• **TASK GOAL**
Report each line of the material below where the word "better" can be found.

• **AVAILABLE DATA**
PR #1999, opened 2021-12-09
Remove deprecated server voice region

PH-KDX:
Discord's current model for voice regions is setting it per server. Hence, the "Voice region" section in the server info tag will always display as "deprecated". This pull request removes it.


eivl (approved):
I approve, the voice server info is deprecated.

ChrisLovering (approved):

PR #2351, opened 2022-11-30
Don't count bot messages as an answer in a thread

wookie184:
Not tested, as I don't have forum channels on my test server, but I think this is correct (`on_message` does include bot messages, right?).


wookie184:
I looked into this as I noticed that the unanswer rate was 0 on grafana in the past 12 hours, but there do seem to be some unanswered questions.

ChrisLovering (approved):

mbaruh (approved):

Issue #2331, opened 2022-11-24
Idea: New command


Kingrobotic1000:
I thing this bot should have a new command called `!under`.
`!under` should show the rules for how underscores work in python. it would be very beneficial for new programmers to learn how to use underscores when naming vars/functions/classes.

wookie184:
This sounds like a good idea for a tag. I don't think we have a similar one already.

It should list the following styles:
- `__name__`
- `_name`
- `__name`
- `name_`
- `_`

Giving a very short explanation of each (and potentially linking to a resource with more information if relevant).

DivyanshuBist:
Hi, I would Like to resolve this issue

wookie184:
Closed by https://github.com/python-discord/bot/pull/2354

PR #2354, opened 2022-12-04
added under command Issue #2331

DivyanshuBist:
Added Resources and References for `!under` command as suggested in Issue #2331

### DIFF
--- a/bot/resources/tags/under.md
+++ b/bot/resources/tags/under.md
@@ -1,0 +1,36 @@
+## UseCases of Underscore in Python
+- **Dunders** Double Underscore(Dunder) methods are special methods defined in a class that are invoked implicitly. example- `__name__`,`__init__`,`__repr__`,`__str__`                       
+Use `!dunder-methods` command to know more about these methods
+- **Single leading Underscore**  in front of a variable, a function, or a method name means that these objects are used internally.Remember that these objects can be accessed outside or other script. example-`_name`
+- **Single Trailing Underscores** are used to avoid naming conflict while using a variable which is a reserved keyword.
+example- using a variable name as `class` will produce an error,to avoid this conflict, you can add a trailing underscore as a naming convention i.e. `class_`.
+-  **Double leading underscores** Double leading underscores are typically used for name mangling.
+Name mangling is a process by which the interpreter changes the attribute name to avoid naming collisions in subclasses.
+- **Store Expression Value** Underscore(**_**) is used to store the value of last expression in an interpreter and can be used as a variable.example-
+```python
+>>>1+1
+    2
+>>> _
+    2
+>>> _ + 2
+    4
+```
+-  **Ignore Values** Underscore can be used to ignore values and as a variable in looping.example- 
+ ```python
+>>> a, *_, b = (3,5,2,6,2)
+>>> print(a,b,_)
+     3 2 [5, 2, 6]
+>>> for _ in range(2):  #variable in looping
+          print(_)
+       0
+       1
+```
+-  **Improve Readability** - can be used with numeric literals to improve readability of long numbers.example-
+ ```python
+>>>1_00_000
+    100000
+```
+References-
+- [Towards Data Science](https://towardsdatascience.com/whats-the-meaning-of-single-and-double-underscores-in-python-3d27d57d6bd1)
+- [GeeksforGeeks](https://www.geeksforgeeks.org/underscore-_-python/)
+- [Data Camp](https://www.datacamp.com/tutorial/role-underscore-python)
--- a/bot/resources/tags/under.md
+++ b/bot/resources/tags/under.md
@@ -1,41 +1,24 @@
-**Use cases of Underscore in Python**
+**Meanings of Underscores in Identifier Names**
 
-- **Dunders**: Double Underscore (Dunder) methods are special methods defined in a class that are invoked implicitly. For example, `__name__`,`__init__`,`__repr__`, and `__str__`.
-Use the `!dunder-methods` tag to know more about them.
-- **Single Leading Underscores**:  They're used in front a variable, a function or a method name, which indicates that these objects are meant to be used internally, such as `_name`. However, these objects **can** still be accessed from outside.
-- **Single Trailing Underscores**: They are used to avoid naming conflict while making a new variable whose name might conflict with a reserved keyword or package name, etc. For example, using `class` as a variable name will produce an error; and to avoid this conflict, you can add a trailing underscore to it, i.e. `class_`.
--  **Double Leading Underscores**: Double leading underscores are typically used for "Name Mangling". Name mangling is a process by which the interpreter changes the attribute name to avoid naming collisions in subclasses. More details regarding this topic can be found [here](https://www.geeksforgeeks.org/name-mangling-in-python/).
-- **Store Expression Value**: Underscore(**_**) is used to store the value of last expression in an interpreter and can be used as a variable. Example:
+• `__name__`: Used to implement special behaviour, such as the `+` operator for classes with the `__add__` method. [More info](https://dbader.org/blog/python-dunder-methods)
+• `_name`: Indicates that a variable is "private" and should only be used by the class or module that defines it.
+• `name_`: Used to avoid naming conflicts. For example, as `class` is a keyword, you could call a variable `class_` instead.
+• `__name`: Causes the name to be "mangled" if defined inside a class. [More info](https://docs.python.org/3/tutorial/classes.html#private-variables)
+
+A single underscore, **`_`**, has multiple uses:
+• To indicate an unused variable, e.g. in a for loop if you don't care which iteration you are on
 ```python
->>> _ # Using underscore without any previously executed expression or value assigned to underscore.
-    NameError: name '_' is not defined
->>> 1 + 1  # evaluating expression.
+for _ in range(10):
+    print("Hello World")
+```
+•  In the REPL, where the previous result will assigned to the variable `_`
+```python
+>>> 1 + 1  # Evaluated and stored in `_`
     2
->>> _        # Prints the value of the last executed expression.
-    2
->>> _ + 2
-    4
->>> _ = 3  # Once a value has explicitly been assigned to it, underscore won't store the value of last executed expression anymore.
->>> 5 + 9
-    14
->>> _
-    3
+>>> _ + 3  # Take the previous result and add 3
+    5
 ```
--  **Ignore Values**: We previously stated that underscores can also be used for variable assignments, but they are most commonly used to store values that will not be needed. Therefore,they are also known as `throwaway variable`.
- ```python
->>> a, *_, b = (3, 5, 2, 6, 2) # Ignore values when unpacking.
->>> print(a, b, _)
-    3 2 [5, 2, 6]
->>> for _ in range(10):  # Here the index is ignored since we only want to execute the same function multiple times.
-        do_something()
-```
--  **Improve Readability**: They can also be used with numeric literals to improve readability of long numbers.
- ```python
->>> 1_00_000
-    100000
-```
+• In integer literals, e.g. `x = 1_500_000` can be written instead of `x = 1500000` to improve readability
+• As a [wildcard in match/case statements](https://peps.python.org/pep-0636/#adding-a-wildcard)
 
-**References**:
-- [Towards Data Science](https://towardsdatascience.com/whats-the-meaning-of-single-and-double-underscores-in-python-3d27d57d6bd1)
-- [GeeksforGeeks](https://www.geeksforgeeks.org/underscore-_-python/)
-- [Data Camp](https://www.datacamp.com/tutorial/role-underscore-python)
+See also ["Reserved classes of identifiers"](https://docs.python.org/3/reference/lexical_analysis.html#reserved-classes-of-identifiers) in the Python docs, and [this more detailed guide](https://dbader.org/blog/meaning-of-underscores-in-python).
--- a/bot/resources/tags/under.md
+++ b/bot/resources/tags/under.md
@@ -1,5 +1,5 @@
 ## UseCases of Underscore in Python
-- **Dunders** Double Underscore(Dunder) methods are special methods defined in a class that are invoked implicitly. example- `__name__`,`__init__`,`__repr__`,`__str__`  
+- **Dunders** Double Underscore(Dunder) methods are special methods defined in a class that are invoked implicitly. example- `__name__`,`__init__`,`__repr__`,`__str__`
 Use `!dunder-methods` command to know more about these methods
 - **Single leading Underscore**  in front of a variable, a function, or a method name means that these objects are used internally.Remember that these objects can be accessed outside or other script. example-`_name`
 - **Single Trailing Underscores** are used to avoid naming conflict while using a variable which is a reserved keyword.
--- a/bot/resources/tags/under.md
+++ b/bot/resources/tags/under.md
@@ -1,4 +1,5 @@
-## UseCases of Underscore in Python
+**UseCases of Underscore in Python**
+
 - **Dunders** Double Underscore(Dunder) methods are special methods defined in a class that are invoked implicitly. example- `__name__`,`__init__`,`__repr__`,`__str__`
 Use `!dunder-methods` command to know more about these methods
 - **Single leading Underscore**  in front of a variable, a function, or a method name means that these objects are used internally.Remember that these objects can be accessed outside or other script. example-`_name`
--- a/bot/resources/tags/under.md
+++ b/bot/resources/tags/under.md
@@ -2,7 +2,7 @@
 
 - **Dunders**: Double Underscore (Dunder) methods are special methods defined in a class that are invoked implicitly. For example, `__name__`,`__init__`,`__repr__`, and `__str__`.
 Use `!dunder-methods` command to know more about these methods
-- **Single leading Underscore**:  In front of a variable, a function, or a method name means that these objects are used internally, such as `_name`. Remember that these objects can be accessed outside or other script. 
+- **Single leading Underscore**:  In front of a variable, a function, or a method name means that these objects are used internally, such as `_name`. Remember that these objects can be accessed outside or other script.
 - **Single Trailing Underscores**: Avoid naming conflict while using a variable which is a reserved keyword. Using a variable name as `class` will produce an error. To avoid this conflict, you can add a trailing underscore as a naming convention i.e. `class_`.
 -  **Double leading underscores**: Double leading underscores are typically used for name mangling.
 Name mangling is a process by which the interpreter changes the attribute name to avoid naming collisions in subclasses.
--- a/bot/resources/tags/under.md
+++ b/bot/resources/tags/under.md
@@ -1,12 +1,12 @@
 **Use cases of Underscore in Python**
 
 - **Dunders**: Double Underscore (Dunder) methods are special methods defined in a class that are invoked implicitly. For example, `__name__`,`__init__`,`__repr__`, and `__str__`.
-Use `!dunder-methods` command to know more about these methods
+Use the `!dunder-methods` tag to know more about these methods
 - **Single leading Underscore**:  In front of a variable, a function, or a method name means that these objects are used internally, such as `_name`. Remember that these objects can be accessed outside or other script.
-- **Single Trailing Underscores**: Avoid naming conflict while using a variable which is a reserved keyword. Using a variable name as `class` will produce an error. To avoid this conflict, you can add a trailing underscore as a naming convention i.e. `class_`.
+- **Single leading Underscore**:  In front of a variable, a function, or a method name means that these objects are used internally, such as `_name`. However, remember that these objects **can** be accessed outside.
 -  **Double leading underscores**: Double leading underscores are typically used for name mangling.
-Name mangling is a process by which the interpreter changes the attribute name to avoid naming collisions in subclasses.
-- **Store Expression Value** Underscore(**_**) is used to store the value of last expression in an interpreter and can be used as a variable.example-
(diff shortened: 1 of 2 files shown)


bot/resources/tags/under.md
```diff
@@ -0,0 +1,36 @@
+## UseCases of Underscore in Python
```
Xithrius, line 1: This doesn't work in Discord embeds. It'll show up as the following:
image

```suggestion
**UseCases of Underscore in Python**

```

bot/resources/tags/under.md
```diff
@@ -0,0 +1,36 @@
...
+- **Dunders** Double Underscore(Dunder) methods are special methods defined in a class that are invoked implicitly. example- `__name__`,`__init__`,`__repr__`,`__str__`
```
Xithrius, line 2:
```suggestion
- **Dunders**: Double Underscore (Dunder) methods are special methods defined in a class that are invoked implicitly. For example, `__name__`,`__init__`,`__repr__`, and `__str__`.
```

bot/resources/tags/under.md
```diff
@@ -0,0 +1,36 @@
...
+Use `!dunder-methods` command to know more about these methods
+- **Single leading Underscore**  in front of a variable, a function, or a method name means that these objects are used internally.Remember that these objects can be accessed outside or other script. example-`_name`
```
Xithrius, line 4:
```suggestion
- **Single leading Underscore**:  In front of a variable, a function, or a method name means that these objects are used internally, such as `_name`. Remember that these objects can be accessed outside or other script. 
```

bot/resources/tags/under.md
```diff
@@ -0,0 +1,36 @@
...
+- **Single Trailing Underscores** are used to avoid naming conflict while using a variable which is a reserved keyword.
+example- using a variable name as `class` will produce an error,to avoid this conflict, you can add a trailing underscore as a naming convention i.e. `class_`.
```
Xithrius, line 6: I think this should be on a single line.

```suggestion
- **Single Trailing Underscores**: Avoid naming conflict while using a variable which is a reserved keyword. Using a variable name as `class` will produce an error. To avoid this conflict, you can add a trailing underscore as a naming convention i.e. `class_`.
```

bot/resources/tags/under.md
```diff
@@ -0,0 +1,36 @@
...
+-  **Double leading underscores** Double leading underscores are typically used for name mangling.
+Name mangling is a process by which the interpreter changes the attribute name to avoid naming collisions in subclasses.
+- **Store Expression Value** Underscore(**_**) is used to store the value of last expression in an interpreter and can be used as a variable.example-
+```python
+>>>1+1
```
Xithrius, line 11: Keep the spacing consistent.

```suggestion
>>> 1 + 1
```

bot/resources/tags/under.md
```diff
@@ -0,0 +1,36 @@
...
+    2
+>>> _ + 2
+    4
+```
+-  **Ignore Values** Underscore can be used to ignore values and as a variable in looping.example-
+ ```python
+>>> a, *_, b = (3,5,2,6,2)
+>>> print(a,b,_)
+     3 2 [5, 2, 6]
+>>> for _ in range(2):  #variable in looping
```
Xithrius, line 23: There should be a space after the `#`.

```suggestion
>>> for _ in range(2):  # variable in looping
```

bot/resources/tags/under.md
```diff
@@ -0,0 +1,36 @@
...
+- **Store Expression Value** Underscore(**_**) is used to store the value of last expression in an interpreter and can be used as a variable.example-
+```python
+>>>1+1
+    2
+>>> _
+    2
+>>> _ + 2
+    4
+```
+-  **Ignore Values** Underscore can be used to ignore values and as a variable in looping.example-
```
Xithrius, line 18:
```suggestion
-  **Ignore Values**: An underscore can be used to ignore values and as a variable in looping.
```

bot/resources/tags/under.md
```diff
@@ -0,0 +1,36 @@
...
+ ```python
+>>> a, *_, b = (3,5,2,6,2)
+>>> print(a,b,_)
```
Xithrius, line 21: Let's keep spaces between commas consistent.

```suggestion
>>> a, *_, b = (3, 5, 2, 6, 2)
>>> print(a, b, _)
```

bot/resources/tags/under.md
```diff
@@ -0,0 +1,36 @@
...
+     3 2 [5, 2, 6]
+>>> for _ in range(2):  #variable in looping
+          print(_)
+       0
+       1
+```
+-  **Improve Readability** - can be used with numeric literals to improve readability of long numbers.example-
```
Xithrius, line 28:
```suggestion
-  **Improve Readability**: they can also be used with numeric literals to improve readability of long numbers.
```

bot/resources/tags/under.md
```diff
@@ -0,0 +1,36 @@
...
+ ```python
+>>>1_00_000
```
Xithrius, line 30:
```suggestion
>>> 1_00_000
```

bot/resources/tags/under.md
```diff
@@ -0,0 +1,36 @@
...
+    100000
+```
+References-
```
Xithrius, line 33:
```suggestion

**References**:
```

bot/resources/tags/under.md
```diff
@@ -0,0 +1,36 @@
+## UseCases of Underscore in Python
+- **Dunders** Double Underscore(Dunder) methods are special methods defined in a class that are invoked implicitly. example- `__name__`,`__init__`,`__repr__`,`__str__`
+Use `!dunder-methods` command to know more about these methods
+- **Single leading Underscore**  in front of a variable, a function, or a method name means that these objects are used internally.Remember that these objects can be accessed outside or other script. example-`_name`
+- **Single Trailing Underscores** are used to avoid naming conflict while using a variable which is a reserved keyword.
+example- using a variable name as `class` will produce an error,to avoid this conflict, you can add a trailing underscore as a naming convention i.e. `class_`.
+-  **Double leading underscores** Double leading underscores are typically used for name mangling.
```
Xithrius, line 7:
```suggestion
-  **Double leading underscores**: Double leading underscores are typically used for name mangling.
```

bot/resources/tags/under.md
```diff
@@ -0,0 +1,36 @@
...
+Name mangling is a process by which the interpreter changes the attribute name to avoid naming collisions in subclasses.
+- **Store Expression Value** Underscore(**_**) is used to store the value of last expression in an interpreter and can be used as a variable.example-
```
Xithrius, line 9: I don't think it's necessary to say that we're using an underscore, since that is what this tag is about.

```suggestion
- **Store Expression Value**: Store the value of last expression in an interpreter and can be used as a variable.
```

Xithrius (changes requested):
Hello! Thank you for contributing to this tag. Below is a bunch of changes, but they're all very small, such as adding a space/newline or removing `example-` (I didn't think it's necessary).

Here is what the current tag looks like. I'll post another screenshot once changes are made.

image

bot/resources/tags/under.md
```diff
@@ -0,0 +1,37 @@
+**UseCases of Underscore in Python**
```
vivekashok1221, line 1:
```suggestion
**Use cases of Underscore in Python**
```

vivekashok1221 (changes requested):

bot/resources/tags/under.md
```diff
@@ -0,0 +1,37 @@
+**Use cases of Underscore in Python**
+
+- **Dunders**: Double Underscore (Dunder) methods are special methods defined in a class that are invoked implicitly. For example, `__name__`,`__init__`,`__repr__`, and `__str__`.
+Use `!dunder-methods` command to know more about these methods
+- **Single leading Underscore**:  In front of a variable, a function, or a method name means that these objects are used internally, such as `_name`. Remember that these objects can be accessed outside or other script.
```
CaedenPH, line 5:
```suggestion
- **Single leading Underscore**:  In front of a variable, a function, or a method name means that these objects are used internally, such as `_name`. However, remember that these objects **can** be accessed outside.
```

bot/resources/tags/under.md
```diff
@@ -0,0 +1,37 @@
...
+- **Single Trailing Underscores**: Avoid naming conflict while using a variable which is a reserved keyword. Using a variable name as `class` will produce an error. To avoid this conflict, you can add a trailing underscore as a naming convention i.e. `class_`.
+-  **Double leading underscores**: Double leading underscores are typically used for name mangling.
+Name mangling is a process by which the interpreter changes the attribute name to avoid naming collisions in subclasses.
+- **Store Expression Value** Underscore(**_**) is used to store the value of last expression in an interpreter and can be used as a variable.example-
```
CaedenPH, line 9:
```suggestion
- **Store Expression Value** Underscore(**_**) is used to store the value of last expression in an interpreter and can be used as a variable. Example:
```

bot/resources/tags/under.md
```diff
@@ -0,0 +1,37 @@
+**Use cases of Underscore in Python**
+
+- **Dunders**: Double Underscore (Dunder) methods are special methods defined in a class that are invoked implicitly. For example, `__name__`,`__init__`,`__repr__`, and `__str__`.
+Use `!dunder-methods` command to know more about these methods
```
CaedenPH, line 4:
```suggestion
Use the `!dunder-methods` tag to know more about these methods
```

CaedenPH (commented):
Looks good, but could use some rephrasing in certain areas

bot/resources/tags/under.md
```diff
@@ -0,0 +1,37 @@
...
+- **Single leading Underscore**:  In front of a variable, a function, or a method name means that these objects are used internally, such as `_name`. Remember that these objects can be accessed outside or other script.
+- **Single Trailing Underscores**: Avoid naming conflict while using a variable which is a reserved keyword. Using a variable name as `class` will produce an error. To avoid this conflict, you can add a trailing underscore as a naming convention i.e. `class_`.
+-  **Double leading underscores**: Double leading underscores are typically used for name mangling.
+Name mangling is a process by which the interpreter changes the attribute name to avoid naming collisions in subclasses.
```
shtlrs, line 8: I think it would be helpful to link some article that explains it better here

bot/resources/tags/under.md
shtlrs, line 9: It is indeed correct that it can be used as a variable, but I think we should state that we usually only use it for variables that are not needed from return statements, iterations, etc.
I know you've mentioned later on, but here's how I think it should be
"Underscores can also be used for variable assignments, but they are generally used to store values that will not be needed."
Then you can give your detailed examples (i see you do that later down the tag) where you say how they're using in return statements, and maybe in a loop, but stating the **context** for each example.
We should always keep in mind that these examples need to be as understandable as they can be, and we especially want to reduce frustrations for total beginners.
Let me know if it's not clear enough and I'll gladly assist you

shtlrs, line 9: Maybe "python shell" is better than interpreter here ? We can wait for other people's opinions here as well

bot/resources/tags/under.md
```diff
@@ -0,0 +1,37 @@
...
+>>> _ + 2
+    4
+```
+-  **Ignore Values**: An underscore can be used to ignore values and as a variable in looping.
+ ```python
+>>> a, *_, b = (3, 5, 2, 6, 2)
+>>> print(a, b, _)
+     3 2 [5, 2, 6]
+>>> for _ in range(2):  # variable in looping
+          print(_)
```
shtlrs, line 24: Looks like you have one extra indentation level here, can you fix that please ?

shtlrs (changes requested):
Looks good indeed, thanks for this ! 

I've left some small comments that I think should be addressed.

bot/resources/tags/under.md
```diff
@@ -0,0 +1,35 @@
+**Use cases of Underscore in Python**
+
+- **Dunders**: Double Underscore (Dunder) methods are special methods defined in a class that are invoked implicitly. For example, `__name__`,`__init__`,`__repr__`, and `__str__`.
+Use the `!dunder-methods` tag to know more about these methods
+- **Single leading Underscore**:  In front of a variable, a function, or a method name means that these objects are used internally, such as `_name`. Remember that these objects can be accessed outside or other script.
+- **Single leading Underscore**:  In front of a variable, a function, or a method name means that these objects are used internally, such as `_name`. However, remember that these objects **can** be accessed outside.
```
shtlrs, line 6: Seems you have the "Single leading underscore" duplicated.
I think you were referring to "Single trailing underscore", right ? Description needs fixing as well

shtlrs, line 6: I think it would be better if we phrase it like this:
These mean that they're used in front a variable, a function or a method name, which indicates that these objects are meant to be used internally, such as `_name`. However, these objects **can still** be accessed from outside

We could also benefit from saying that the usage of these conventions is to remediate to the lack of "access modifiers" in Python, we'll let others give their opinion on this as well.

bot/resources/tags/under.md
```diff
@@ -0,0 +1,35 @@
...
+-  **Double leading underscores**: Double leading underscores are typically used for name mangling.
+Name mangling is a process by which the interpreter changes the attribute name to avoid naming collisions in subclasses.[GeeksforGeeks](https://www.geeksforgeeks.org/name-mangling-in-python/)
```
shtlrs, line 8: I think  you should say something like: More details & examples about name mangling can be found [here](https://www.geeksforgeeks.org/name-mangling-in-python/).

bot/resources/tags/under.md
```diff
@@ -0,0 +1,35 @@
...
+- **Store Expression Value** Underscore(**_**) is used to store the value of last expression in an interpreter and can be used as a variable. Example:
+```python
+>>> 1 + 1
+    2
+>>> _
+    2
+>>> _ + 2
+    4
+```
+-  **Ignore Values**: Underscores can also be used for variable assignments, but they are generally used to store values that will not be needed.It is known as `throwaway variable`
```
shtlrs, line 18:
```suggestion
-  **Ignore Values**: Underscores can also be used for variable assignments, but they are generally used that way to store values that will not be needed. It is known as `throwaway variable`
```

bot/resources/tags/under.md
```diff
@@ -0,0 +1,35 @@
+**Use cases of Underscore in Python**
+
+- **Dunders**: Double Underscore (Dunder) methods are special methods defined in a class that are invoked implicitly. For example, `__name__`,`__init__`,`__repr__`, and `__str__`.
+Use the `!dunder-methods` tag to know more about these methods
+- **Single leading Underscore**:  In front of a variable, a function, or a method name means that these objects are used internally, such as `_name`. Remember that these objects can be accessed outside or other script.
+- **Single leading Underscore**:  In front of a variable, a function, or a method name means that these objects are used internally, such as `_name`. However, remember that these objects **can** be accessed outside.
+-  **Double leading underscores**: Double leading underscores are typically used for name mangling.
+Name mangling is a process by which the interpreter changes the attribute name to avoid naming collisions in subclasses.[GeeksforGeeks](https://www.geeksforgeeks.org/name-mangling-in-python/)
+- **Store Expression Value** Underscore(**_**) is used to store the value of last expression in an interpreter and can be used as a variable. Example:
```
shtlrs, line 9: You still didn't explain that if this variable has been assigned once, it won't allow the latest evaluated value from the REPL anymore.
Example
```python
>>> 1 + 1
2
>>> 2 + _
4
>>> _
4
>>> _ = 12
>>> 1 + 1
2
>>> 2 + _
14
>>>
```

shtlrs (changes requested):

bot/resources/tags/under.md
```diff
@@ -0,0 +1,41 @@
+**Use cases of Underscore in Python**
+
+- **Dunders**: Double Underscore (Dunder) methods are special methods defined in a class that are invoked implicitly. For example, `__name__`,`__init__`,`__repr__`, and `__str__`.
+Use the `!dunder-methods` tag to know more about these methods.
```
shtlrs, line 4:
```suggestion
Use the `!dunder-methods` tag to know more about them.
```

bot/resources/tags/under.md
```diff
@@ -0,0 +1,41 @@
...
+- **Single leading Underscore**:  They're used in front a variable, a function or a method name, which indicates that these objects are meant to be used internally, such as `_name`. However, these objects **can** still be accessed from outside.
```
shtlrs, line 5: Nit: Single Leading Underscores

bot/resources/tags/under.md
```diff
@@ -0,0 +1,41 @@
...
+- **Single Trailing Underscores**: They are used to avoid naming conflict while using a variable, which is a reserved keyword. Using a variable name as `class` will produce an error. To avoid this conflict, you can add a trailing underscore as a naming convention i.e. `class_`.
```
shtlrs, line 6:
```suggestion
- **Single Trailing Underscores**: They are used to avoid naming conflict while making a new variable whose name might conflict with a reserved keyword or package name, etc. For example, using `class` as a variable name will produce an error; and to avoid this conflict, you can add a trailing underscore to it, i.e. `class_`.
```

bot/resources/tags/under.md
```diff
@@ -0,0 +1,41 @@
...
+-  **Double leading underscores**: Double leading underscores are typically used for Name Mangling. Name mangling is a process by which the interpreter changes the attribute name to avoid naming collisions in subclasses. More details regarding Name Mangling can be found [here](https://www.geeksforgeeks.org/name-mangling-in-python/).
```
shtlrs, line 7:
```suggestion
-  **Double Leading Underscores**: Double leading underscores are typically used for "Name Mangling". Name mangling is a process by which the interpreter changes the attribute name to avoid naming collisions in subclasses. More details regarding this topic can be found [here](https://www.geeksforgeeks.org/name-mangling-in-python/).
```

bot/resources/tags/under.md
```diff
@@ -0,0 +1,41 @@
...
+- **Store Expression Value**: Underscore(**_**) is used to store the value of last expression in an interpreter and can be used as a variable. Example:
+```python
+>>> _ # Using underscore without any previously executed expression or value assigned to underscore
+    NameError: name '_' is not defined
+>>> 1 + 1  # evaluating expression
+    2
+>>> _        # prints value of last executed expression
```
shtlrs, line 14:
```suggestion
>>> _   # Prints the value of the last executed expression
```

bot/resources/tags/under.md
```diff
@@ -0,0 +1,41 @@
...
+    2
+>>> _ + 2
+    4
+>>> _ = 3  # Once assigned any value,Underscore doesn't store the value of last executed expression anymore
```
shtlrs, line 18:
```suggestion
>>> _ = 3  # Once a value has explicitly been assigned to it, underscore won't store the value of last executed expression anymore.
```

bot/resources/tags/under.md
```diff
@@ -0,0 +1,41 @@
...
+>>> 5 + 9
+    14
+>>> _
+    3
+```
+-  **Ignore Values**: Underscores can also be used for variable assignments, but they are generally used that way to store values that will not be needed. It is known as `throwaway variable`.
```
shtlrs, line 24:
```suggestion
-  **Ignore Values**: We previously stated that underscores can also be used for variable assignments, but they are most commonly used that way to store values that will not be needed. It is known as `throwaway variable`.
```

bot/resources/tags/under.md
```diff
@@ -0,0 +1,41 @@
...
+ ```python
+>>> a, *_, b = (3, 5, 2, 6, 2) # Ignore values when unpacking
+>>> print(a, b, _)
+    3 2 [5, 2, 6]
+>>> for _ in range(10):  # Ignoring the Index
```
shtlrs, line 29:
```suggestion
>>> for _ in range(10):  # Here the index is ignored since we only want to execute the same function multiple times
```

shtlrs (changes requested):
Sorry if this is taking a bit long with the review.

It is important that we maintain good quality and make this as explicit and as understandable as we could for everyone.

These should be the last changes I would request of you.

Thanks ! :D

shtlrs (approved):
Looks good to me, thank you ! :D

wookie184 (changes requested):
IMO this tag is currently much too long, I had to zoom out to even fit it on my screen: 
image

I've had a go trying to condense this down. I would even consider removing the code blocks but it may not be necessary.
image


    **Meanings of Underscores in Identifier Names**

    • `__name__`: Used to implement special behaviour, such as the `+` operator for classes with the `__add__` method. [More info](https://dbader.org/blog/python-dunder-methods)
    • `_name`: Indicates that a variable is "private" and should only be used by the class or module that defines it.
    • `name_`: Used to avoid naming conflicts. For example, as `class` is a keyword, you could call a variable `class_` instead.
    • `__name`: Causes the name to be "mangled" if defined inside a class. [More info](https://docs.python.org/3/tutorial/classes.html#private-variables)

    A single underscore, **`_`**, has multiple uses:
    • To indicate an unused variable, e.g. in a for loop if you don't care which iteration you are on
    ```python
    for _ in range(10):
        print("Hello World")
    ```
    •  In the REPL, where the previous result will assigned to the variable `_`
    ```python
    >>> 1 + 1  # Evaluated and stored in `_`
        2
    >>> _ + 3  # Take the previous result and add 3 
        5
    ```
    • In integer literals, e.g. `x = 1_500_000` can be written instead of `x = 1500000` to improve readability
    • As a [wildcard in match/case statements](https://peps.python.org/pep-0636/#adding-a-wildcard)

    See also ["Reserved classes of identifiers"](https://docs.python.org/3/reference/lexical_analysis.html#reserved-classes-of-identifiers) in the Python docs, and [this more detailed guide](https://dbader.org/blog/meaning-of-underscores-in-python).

• **WRITTEN RESPONSE**
shtlrs, line 8: I think it would be helpful to link some article that explains it better here
shtlrs, line 9: Maybe "python shell" is better than interpreter here ? We can wait for other people's opinions here as well
shtlrs, line 6: I think it would be better if we phrase it like this:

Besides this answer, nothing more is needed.